Алия должна была приехать ровно в обед, если не возникло никаких осложнений, сев в карету вчерашним вечером и проведя в дороге ночь. Наверняка она будет очень истомлена этой бессонной тряской и потому окажется в дурном расположении духа, что не скрасит её первого впечатления о, и без того, неприглядном старинном особняке и поросшем мхом, состарившемся раньше времени инвалиде. Разумеется, сопроводить её к опекуну и так скоро тем самым избавиться от ответственности позаботились намеренно. Иначе не объяснить столь стремительный выезд Алии из родного дома, опережая мою неизбежную поездку туда, да ещё и не сделав по пути ни одной остановки. Однако я был полон надежд на лучшее.
И когда карета показалась на горизонте, раздувая облака пыли по сухой дороге, я поспешил к двери, хотя мог и не торопиться, подбирая в голове самые благопристойные и необходимые слова. Это был решающий момент, так как я знал, что проведу в компании этого ребёнка ещё много лет, прежде чем ей, возможно, по воле случая, посчастливится выйти замуж и, наконец, покинуть моё неприятное общество. Сейчас я ещё не был уверен, что смог бы дать ей хорошее образование, благодаря чему она, в свою очередь, смогла бы покинуть меня другим, более свободным путём. Конечно, теперь у меня было достаточно денег для этого, но всё так же не хватало понимания современного мира. Или, вполне может статься, я просто растерял всю уверенность в себе? Жалкое зрелище.
Карета, как мне тогда показалось, тащилась невыносимо медленно, запряжённая взмыленными, уставшими от долгого пути по этим каменистым землям лошадьми.

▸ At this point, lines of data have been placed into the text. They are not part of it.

Issue #2381, opened 2020-11-24
[ZH DateTimeV2] Issues in recognizing dates like “三十日”, “三十一日”, and ”一月二十三“


ChopperMan33:
**Describe the bug**
1. “日” in “三十日” or “三十一日” is not be extracted. The model can correctly recognize the date, but will miss the word "日“ in the sentence.
2. ”一月二十三“ (23/Jan) will be incorrectly recognized as "一月二”（02/Jan).

**Expected behavior**
```json
 {
    "Input": "五月三十日",
    "Results": [
      {
        "Text": "五月三十日",
        "Type": "date",
        "Start": 0,
        "Length": 5
      }
    ]
  }，
 {
    "Input": "五月三十一日",
    "Results": [
      {
        "Text": "五月三十一日",
        "Type": "date",
        "Start": 0,
        "Length": 6
      }
    ]
  },
{
    "Input": "一月二十三",
    "Context": {
      "ReferenceDateTime": "2020-11-22T00:00:00"
    },
    "Results": [
      {
        "Text": "一月二十三",
        "Type": "date",
        "Value": {
          "Timex": "XXXX-01-23",
          "FutureResolution": {
            "startDate": "2021-01-23",
            "endDate": "2021-01-23"
          },
          "PastResolution": {
            "startDate": "2020-01-23",
            "endDate": "2020-01-23"
          }
        },
        "Start": 0,
        "Length": 5
      }
    ]
  }
```

**Sample input/output**
```json
{
    "Input": "五月三十日",
    "Results": [
      {
        "Text": "五月三十",
        "Type": "date",
        "Start": 0,
        "Length": 5
      }
    ]
  }，
{
    "Input": "一月二十三",
    "Context": {
      "ReferenceDateTime": "2020-11-22T00:00:00"
    },
    "Results": [
      {
        "Text": "一月二",
        "Type": "date",
        "Value": {
          "Timex": "XXXX-01-02",
          "FutureResolution": {
            "startDate": "2021-01-02",
            "endDate": "2021-01-02"
          },
          "PastResolution": {
            "startDate": "2020-01-02",
            "endDate": "2020-01-02"
          }
        },
        "Start": 0,
        "Length": 3
      }
    ]
  }
```

**Platform (please complete the following information):**
 - Platform: [.NET, JavaScript, Python, Java]
 - Environment: [nuget package, npm package, LUIS, console app, in browser]
 - Version of package [v1.4.2]

Issue #2248, opened 2020-08-19
[ZH DateTimeV2] Add support for Chinese dynasties


Green-li:
Will support the analysis of Chinese dynasties?

## Example
Chinese sentence:`神龙元年， 十一月，武则天去世。` (`Wu Zetian died in November of the first year of the dragon.`)
The date in sentence is `神龙元年， 十一月`. In ISO 8601, it should be `0705-11-01`.

tellarin:
@Green-li Would you be interested in helping contribute support?

Green-li:
@tellarin Sorry, I'm busy recently. I will fork this repo and try to add this feature when free.

tellarin:
@Green-li Any contribution is greatly appreciated. Let us know how we can facilitate. Thanks.

PR #2382, opened 2020-11-24
[ZH DateTimeV2] Supported recognizing dynasties, fixed recognizing dates like “三十日” (#2248 #2381)

ChopperMan33:
Supported recognizing Chinese dynasties like "康熙元年“ (#2248).
Fixed recognizing dates like “三十日” (#2381).
Added test cases.


.NET/Microsoft.Recognizers.Text.DateTime/Chinese/Parsers/ChineseDateParserConfiguration.cs
```diff
@@ -739,6 +739,22 @@ private int ConvertChineseYearToInteger(string yearChsStr)
...
             var num = 0;
 
+            var regionTitleMatch = this.config.RegionTitleRegex.MatchExact(yearChsStr, trim: true);
+            if (regionTitleMatch != null && regionTitleMatch.Value != string.Empty)
+            {
+                // handle "康熙元年" refer to https://zh.wikipedia.org/wiki/%E5%B9%B4%E5%8F%B7
+                int basicYear = this.config.DynastyYearMap[regionTitleMatch.Value];
+                string biasYearStr = yearChsStr.Substring(regionTitleMatch.Value.Length, yearChsStr.Length - regionTitleMatch.Length);
+                int biasYear = 1;
+                if (biasYearStr != "元")
```
tellarin, line 749: Please move hardcoded values such as "元" to the resources YAML file.

.NET/Microsoft.Recognizers.Text.DateTime/Chinese/Parsers/ChineseDateParserConfiguration.cs
```diff
@@ -739,6 +739,22 @@ private int ConvertChineseYearToInteger(string yearChsStr)
             var year = 0;
             var num = 0;
 
+            var regionTitleMatch = this.config.RegionTitleRegex.MatchExact(yearChsStr, trim: true);
+            if (regionTitleMatch != null && regionTitleMatch.Value != string.Empty)
+            {
+                // handle "康熙元年" refer to https://zh.wikipedia.org/wiki/%E5%B9%B4%E5%8F%B7
+                int basicYear = this.config.DynastyYearMap[regionTitleMatch.Value];
+                string biasYearStr = yearChsStr.Substring(regionTitleMatch.Value.Length, yearChsStr.Length - regionTitleMatch.Length);
```
tellarin, line 747: Instead of parsing the value like these, can't named groups be used in the regex so you capture what you need?

.NET/Microsoft.Recognizers.Text.DateTime/Chinese/Parsers/ChineseDatePeriodParserConfiguration.cs
```diff
@@ -207,6 +207,22 @@ private int ConvertChineseToInteger(string yearChsStr)
             var year = 0;
             var num = 0;
 
+            var regionTitleMatch = ChineseDateExtractorConfiguration.RegionTitleRegex.MatchExact(yearChsStr, trim: true);
```
tellarin, line 210: Ideally we should not have such duplicated code. Can't it be restructured to re-use at least a common method?

Patterns/Chinese/Chinese-DateTime.yaml
```diff
@@ -7,9 +7,9 @@ MonthRegex: !simpleRegex
...
+  def: (?<day>二十一日|三十一日|二十二日|二十三日|二十四日|二十五日|二十六日|二十七日|二十八日|二十九日|二十一日|三十一日|二十二日|二十三日|二十四日|二十五日|二十六日|二十七日|二十八日|二十九日|二十一号|三十 一号|二十二号|二十三号|二十四号|二十五号|二十六号|二十七号|二十八号|二十九号|二十一号|三十一号|二十二 号|二十三号|二十四号|二十五号|二十六号|二十七号|二十八号|二十九号|十一日|十二日|十三日|十四日|十五日| 十六日|十七日|十八日|十九日|十一日|二十日|三十日|十二日|十三日|十四日|十五日|十六日|十七日|十八日|十九日|二十日|三十日|10日|11日|12日|13日|14日|15日|16日|17日|18日|19日|20日|21日|22日|23日|24日|25日|26日|27日|28日|29日|30日|31日|十一号|十二号|十三号|十四号|十五号|十六号|十七号|十八号|十九号|十一号|二十号|三十号|十二号|十三号|十四号|十五号|十六号|十七号|十八号|十九号|二十号|三十号|10号|11号|12号|13号|14号|15号|16号|17号|18号|19号|20号|21号|22号|23号|24号|25号|26号|27号|28号|29号|30号|31号|初一|三十|一日|二日|三日|四日|五日|六日|七日|八日|九日|一日|十日|二日|三日|四日|五日|六日|七日|八日|九日|十日|1日|2日|3日|4日|5日|6日|7日|8日|9日|一号|二号|三号|四号|五号|六号|七号|八号|九号|一号|十号|二号|三号|四号|五号|六号|七号|八号|九号|十号|1号|2号|3号|4号|5号|6号|7号|8号|9号)
```
tellarin, line 10: Can you explain this change and the DayRegexNumInChinese one?

Patterns/Chinese/Chinese-DateTime.yaml
```diff
@@ -19,9 +19,14 @@ SimpleYearRegex: !simpleRegex
...
   def: '[一二三四五六七八九零壹贰叁肆伍陆柒捌玖〇两千俩倆仨]'
+RegionTitleRegex: !simpleRegex
+  def: (贞观|开元|神龙|洪武|建文|永乐|景泰|天顺|成化|嘉靖|万历|崇祯|顺治|康熙|雍正|乾隆|嘉庆|道光|咸丰|同治|光绪|宣统|民国)
+DynastyYearRegex: !nestedRegex
+  def: ({RegionTitleRegex}(元|\d{1,3}|[十拾]?({ZeroToNineIntegerRegexChs}[十百拾佰]?){0,3}))
+  references: [RegionTitleRegex, ZeroToNineIntegerRegexChs]
 DateYearInChineseRegex: !nestedRegex
-  def: (?<yearchs>({ZeroToNineIntegerRegexChs}{ZeroToNineIntegerRegexChs}{ZeroToNineIntegerRegexChs}{ZeroToNineIntegerRegexChs}|{ZeroToNineIntegerRegexChs}{ZeroToNineIntegerRegexChs}|{ZeroToNineIntegerRegexChs}{ZeroToNineIntegerRegexChs}{ZeroToNineIntegerRegexChs}))
-  references: [ZeroToNineIntegerRegexChs]
+  def: (?<yearchs>({DynastyYearRegex}|{ZeroToNineIntegerRegexChs}{ZeroToNineIntegerRegexChs}{ZeroToNineIntegerRegexChs}{ZeroToNineIntegerRegexChs}|{ZeroToNineIntegerRegexChs}{ZeroToNineIntegerRegexChs}|{ZeroToNineIntegerRegexChs}{ZeroToNineIntegerRegexChs}{ZeroToNineIntegerRegexChs}))
```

Вознице, уже бесспорно, дали наказ доставить девушку как можно скорее, и он в эту ночь не щадил животных. Оставалось только надеяться, что всей этой спешке есть здравое объяснение. Когда карета, наконец, зашла на круг перед моим имением, я был уже полностью сосредоточен и совладал с волнением, сошедшим с моего лица почти бесследно. Больше всего сейчас мне не хотелось быть нелепым.
Она вышла из кареты, едва кучер открыл перед ней дверь, в своём бледно-жёлтом девичьем платье, закрывавшем всё, кроме её тонких, таких бледных рук от локтя и до кончиков пальцев. Из-под полей шляпы я не мог увидеть сразу её лицо, и голову она подняла далеко не сразу только после того, как спустилась по всем трём ступеням кареты и сделала пару шагов в мою сторону.
Только сейчас, за время ожидания её взгляда, мне в голову пришло то, что юная девушка могла быть сломлена горем от утраты по отцу. Я успел уже почувствовать себя бестактным болваном, но едва она подняла лицо, и я увидел на нём её лёгкую, по-детски смущённую улыбку, переживания ушли прочь. Кучер уже выгружал из кареты два небольших чемодана все её вещи, с глухим стуком ставя их тут же на пыльную землю. Пауза тем временем слишком затянулась и я, снова ловя себя на крайнем кретинизме, поспешил улыбнуться ей в ответ. Слишком резко, слишком уж дико это вышло, я понял по её блеснувшим глазам, по её потупившемуся взгляду, метнувшемуся прочь с моего лица.